Postgresql – DB design advice – shortcut foreignkeys vs long queries

database-designpostgresql

I've designed quite a few databases but there's a problem I come across time and time again. The more information you want to pack into your database and the more fields and different properties you add to stuff, you end up with loads of tables that separate the objects that are semantically very closely related. Example:

Simple db schema

The events have a M2M relationship to Identification, which is e.g. an email address, a phone number etc. that identifies a Person. All events happen through an Identification. Not all Identifications have an attached Person (if nothing is known about the Person, then the Person object isn't needed) and not all Persons are Agents (but some of them are).

A commonplace query on that database would be to get all Events related to Agents for example, or get all Events for one Team. With this schema however you have to perform those queries over 4-5 tables which is both cumbersome and probably quite slow once you have rows in the range of millions (you're welcome to comment on the performance as well). On one hand if I wanted to simplify things and speed queries up, I could just connect Event directly to Agent/Team/Person via another M2M table or a Postgres FK Array, but that would be duplicating the relationships.

1) Is there a better design pattern for this database?
2) What are the best practices when it comes to shortcut FK-s for tables that are related but through n+1 other tables?
3) Is this even a legitimate concern or am I optimizing this prematurely?
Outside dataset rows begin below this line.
PR #5729, opened 2018-10-31
Fixed small Docs and Code mismatches

spruce:
As I was working on ember-api-docs I noticed some small missmatches between ED Api-docs and the actual implementation. Also EmberObject should also be referenced without a dot. I did fix these. 

- [ ] Also I notices that there is no Documentation for DS.Reference.
- [ ] There is no Reference of all the uses of AdapterError in `addon/-private/adapters/errors.js`. Should I add them?


igorT:
Thanks for the doc fixes! I think adding the `AdapterError` uses would be great.

PR #5714, opened 2018-10-26
[CHORE tests] modernize integration/record-array-test

runspired:
extracted from #5708

PR #5733, opened 2018-11-01
[BUGFIX inspector] Fix columns names in debug-adapter

thorsteinsson:
Fixed formatting of column desc to support many words. It used to replace only the first underscore with space and leave the rest.

### DIFF
--- a/addon/-private/system/debug/debug-adapter.js
+++ b/addon/-private/system/debug/debug-adapter.js
@@ -78,9 +78,7 @@ export default DataAdapter.extend({
 
   getRecordColumnValues(record) {
     let count = 0;
-    let columnValues = {
-      id: get(record, record.primaryKey || 'id'),
-    };
+    let columnValues = { id: get(record, 'id') };
 
     record.eachAttribute(key => {
       if (count++ > this.attributeLimit) {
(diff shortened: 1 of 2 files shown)


runspired:
@thorsteinsson the tests file is `tests/integration/debug-adapter-test.js`, if you have a moment, if you could modernize it while working on it that would be awesome.

Example modernization PRs:

- #5712 
- #5713 
- #5714 
- #5715
- #5716
- #5717

runspired:
@thorsteinsson so after reviewing this I'm fairly sure that whatever issue is being seen in Ember inspector is not related to `ember-data`. Ember Data does not and never has allowed users to use a property other than `id` as the `primaryKey` field on `Model`. The `primaryKey` modification shown in the associated PR is a pre-normalization or post-serialization property name unrelated to the store's internal format or the interface available on `Model`.

When we interface with the `data-adapter` we are always dealing with normalized data, and thus will only ever be using `id`.  Either a different data-adapter for a different data-layer is interfacing with the inspector in an incorrect way or there's some other bug involved.

thorsteinsson:
@runspired Makes sense, I wanted to use the same column name as defined in the model to provide better info in the inspector. I can change that back to `id` and only fix how the data is returned based on `primaryKey`.

I've tested the changes with the Inspector and it works. I'll work on modernizing the tests.

Since the `DebugAdapter` is only used to get debug information (I guess), should be only included in dev builds or be in a separate repo? There's a comment at https://github.com/emberjs/data/blob/master/addon/-private/index.js#L45

PR #5736, opened 2018-11-03
[DOC] Add Reference doc and AdapterError uses

spruce:
As mentioned in a previous [PR](https://github.com/emberjs/data/pull/5729) this fixes some missing Docs.

Should the Reference Doc somehow be rewritten?


runspired:
> Should the Reference Doc somehow be rewritten?

I don't believe so. `Reference` is essentially an abstract base class that users shouldn't ever have access to or need to know about. The documentation should live in the sub-classes. We recently did a Typescript based cleanup of Reference that should help with this :) See #5730

PR #5737, opened 2018-11-05
[CHORE tests] modernize integration/adapter/find-all-test

thorsteinsson:


tests/integration/adapter/find-all-test.js
```diff
@@ -164,78 +143,63 @@ test('When all records for a type are requested, records that are already loaded
...
-        return findAllDeferred.promise;
-      },
+  testInDebug('When all records are requested, assert the payload is not blank', async function(
+    assert
+  ) {
+    let adapter = store.adapterFor('person');
+    adapter.findAll = () => resolve({});
+
+    assert.expectAssertion(() => {
+      run(() => store.findAll('person'));
```
runspired: we can clean this `run` up in another pass but I believe either `expectAssertion` itself or a similar util is `promise` aware that we can use instead.

tests/integration/adapter/find-all-test.js
```diff
@@ -244,44 +208,33 @@ test('isUpdating is true while records are fetched', function(assert) {
...
 
-  let wait = run(() => {
-    return store.findAll('person').then(persons => {
-      assert.equal(persons.get('isUpdating'), false);
-      assert.equal(persons.get('length'), 2);
+    let wait = run(() => {
+      return store.findAll('person').then(persons => {
+        assert.equal(persons.get('isUpdating'), false);
+        assert.equal(persons.get('length'), 2);
+      });
```
runspired: A better pattern than:

```
let wait = run(() => return new Promise())
// ... assert intermediate state
await wait;
```

is

```
let promise = new Promise()
// ... assert intermediate state
await promise;
```

mostly this just means you can remove the `run` here. 👍

tests/integration/adapter/find-all-test.js
```diff
@@ -338,16 +280,16 @@ test('isUpdating is false if records are not fetched in the background', functio
...
-  });
 
-  let persons = store.peekAll('person');
-  assert.equal(persons.get('length'), 1);
+    let persons = store.peekAll('person');
+    assert.equal(persons.get('length'), 1);
 
-  return run(() => {
-    return store.findAll('person').then(persons => {
+    return run(() => {
```
runspired: we should be able to eliminate this use of `run`

tests/integration/adapter/find-all-test.js
thorsteinsson: I'm not sure what's the best approach here, more info at https://github.com/workmanw/ember-qunit-assert-helpers/issues/18.

igorT:
Thanks a bunch for the PR! Can you please rebase it against master, there are some merge conflicts with master right now.

PR #7098, opened 2020-03-15
Revert "Fix nightly run"

Cunero-Lang:
Reverts emberjs/data#7094

### DIFF
--- a/.github/workflows/nightly.yml
+++ b/.github/workflows/nightly.yml
@@ -2,7 +2,7 @@ name: 'Nightly'
 
 on:
   schedule:
-    - cron: '0 14 * * *' # 14:00 in UTC is 6am PST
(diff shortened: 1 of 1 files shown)


rwjblue:
Is there some context here? Why is this being reverted?

Cunero-Lang:
Porque si funciona. Todo método requiere comprobaciones. Porque la info de una rama  y otra rama,  no son tan iguales.

runspired:
Closing this as I would prefer to keep the fix unless that fix wasn't enough, in which case lets determine the correct fix.

Cunero-Lang:
Hey @runspired why (?) I need it running two days. Tomorrows night is other history and components is full for us... please, Dont "snif" here.

Issue #7102, opened 2020-03-18
Reference API is currently incompatible with Tracked


runspired:
If a getter uses the references API since no leaves are tracked it will be memoized by the template and never re-run. To fix this our previously discussed creation of per-record tags for properties to consume should be completed and reference methods should consume those tags.

runspired:
@igorT likely going to implement this soon, but trying to decide what to do about the notification-manager only accepting a single callback-per-identifier currently. Time to change that?

PR #7103, opened 2020-03-18
[BUGFIX] dont use Ember.get on internals

### LINKED ISSUE #7100: Using reference api in a getter fails with "You attempted to update [object Object].hasAnyRelationshipData to "true", but it is being tracked by a tracking context"
### Reproduction

https://ember-twiddle.com/fd9a41b63bc96b2ae43118bad001a224?openFiles=controllers.application%5C.js%2C

runspired:
Resolves #7100 

Surfaced #7102


runspired:
I realized I merged this without fixing the LTS 3.12 test. Will follow up before back porting. The LTS 3.8 test is likely an identical fix but matters less as on master we should be dropping support for that now that 3.16 is LTS.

Maybe this schema is fine and I'm worrying needlessly?

PS. This is a redesign of an existing database that I know will have millions of rows, so the "don't waste energy on optimizing stuff that may never be necessary" point is not valid here.

Thanks!

Best Answer

The table structure you show looks fine from a database point of view, and it should work fine for an OLTP workload. Using nested loop joins, it is no problem to fetch a few rows by joining a number of tables.

If the schema is properly normalized, data modifications will be as localized as possible, and consistency is guaranteed.

Things become different when you want to perform analytical queries. Then joining many tables really hurts. This is why for OLAP workloads, you tend to denormalize the data and put them in a star schema or a similar structure. Such a “data warehouse” also usually doesn't hold the data in detail, but pre-aggregated in a way that makes the queries fast and the database not too large.

If you want to run both short transactions and analytical queries on the same database, it is hard or impossible to create a data model that fits both. Either you are ready to suffer with your analytical queries (possibly off-loading them to a streaming replication standby), or you create a second database with an analytical schema and an ETL process that regularly updates it from the live database.